BEGIN Records
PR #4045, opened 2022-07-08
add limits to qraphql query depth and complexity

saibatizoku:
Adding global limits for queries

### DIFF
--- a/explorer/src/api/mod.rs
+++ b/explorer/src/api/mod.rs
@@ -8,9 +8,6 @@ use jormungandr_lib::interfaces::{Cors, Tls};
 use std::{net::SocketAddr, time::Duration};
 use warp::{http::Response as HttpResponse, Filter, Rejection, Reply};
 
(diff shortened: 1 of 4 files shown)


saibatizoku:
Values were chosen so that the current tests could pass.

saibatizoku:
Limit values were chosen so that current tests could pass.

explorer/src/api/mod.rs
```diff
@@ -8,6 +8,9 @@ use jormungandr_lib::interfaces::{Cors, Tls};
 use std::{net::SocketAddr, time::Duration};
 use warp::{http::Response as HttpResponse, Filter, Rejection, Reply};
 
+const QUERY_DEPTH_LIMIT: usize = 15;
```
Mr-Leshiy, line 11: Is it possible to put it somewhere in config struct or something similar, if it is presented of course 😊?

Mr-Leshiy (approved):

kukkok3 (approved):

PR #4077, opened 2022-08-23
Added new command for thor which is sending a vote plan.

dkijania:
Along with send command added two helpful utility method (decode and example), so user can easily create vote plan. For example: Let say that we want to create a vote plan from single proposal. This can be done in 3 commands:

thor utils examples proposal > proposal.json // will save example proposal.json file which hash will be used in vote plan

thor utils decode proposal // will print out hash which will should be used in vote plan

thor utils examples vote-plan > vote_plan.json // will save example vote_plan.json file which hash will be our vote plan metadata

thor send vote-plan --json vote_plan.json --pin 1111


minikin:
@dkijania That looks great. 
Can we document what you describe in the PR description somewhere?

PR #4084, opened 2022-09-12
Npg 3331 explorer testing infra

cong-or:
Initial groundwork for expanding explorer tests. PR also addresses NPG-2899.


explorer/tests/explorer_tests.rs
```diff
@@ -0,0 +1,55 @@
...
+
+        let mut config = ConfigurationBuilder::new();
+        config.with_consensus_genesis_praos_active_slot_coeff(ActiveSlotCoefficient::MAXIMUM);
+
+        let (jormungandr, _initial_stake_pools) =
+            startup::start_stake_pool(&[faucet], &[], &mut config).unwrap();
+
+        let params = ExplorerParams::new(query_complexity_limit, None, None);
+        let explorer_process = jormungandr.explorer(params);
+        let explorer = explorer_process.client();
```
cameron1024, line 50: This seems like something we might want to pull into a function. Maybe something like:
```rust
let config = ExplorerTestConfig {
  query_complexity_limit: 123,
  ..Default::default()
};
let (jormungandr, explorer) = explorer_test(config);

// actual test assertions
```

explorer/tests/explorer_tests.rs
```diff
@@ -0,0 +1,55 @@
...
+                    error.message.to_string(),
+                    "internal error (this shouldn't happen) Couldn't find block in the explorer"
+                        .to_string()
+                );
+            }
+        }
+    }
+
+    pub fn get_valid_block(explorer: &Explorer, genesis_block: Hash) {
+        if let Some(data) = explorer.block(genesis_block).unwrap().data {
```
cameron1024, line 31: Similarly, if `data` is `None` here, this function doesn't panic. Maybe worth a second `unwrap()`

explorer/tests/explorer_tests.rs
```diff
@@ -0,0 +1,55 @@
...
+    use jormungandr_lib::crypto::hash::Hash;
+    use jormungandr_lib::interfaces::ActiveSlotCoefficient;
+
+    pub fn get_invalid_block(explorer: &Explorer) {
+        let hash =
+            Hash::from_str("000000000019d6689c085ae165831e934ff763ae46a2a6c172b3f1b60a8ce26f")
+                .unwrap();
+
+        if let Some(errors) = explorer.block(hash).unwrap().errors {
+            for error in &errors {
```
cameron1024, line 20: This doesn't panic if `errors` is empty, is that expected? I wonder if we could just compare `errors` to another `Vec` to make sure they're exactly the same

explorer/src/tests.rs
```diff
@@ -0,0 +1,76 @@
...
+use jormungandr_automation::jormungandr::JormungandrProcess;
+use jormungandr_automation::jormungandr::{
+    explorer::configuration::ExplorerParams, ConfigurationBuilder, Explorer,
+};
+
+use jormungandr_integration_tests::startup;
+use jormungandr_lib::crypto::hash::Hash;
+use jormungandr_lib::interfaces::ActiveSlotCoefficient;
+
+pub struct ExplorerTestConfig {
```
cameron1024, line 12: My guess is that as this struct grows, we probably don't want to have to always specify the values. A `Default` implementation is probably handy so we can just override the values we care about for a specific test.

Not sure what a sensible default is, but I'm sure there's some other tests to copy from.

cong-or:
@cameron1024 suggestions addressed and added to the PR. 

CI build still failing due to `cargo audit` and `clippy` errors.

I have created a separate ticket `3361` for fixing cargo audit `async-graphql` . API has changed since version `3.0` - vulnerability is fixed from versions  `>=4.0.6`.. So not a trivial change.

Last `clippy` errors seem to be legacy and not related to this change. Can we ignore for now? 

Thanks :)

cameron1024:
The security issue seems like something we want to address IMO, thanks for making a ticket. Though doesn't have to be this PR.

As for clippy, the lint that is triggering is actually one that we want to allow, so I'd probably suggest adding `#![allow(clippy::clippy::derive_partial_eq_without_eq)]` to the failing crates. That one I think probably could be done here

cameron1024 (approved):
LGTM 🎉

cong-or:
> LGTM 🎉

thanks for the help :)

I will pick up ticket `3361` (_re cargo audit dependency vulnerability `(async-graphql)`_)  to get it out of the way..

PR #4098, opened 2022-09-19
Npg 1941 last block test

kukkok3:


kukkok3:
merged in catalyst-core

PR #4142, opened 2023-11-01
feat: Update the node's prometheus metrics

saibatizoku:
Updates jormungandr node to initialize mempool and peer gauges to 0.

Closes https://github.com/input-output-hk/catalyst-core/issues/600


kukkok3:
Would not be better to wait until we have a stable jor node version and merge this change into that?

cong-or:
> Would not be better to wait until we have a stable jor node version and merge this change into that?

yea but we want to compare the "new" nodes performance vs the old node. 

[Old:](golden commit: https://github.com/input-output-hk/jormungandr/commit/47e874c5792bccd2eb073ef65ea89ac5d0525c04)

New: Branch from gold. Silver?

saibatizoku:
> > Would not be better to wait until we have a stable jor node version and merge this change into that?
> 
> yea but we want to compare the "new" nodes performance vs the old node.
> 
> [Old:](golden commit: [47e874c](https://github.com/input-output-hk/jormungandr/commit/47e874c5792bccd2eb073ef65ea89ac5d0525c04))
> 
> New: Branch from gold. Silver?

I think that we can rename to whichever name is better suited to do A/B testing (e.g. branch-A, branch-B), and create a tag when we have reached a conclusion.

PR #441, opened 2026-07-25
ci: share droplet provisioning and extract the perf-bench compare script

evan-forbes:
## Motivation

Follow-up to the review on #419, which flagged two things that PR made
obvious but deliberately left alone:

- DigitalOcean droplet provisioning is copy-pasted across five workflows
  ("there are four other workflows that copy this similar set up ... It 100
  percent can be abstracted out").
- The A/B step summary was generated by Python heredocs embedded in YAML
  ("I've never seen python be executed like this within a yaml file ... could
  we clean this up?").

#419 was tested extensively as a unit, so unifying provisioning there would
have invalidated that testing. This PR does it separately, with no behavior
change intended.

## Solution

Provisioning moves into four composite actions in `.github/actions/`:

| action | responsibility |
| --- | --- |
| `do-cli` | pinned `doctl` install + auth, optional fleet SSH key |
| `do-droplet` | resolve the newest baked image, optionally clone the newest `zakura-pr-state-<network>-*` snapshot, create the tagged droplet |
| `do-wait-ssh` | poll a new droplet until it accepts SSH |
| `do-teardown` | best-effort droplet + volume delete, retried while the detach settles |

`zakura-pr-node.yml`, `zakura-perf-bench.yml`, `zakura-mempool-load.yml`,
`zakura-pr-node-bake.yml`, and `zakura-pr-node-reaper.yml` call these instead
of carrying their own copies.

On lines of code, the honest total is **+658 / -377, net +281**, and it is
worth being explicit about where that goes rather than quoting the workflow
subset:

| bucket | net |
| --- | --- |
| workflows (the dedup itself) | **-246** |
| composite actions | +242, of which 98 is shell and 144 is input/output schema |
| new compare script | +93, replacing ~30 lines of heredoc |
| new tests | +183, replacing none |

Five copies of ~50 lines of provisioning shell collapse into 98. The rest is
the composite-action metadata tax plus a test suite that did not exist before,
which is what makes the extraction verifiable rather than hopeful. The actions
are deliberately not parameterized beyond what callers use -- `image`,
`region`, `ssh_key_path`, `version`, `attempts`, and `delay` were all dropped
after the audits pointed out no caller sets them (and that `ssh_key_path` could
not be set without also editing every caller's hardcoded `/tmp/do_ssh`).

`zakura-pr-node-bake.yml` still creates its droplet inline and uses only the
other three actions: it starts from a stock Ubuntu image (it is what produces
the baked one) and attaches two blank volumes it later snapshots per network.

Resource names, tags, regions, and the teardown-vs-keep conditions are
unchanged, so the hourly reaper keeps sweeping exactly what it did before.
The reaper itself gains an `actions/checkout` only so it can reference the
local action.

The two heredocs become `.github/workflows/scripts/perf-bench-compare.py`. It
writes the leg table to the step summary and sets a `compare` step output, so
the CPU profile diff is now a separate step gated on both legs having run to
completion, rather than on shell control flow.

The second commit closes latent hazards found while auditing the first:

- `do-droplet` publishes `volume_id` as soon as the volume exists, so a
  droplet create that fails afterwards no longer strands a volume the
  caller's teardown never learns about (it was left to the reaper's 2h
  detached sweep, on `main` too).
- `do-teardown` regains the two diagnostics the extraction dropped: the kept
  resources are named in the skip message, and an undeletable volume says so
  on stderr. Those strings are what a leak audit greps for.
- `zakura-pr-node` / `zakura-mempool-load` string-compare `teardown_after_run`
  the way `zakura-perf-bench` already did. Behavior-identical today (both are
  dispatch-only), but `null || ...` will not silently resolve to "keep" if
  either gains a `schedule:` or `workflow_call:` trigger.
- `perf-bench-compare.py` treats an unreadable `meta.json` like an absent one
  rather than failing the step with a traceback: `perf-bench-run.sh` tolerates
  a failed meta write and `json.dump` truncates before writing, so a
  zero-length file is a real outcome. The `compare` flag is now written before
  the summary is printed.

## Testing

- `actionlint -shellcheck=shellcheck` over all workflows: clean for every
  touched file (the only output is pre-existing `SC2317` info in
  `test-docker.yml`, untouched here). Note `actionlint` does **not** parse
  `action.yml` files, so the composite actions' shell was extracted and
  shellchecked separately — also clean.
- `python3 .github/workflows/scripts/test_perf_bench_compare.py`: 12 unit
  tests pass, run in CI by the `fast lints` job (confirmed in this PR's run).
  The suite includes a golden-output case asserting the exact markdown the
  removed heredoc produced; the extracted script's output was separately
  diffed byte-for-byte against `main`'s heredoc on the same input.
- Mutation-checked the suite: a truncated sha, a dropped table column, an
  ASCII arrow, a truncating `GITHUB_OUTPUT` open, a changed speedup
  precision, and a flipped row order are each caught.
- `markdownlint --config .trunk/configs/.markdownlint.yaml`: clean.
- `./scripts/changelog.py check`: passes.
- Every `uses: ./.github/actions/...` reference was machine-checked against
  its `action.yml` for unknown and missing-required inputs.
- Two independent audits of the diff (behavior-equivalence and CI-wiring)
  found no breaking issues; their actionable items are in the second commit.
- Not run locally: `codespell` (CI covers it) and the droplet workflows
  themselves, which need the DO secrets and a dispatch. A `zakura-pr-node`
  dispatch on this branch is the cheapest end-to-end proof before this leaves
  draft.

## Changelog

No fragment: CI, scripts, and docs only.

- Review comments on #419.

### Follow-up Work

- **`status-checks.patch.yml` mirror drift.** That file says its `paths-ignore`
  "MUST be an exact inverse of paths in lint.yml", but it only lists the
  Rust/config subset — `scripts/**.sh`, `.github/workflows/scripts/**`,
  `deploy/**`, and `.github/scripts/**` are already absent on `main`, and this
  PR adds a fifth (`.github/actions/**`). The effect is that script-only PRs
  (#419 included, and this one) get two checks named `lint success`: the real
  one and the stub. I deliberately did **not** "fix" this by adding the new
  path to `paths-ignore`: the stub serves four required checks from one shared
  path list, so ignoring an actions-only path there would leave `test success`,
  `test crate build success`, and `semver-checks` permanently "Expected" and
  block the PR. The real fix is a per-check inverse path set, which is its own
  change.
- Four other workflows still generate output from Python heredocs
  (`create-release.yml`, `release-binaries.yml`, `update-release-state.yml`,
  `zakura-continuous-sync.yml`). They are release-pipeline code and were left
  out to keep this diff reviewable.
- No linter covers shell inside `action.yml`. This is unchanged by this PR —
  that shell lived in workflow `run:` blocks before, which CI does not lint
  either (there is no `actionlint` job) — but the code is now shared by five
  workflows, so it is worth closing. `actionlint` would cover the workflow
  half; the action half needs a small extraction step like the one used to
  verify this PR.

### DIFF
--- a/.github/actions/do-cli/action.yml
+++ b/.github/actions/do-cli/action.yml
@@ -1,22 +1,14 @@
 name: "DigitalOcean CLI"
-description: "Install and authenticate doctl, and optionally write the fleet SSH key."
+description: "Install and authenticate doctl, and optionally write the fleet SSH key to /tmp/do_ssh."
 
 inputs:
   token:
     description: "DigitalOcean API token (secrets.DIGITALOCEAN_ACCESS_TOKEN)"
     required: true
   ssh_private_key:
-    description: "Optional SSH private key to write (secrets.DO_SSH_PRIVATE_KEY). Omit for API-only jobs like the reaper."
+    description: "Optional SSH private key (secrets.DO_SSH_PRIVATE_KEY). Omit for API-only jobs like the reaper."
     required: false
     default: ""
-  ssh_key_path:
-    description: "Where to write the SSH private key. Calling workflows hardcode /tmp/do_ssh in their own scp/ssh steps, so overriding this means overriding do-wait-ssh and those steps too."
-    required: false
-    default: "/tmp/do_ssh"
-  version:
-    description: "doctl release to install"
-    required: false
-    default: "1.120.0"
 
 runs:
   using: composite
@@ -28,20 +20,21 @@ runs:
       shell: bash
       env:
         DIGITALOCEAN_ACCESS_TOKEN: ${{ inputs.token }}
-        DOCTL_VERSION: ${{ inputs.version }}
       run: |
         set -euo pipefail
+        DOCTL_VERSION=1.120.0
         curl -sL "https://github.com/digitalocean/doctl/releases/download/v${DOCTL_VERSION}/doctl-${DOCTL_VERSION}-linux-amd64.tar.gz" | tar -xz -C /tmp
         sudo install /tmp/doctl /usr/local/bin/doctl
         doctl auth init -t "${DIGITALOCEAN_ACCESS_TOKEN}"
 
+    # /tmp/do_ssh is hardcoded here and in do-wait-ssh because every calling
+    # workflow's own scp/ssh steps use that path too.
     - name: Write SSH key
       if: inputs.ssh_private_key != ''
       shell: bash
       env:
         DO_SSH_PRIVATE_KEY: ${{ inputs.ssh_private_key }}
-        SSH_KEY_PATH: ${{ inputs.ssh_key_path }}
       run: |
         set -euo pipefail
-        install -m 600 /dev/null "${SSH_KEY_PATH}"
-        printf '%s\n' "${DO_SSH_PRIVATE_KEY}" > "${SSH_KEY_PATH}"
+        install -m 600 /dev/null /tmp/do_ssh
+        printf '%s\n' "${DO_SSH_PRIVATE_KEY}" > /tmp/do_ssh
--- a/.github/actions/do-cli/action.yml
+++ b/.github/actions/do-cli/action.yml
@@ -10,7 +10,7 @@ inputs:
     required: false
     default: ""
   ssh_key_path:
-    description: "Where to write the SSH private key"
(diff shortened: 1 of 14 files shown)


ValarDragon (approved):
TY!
END Records
» **Task directions**:
Go through the entries and report every line with the string "what".

» **Response below**:
Can we document what you describe in the PR description somewhere?
Not sure what a sensible default is, but I'm sure there's some other tests to copy from.
which is what makes the extraction verifiable rather than hopeful. The actions
are deliberately not parameterized beyond what callers use -- `image`,
other three actions: it starts from a stock Ubuntu image (it is what produces
unchanged, so the hourly reaper keeps sweeping exactly what it did before.
  on stderr. Those strings are what a leak audit greps for.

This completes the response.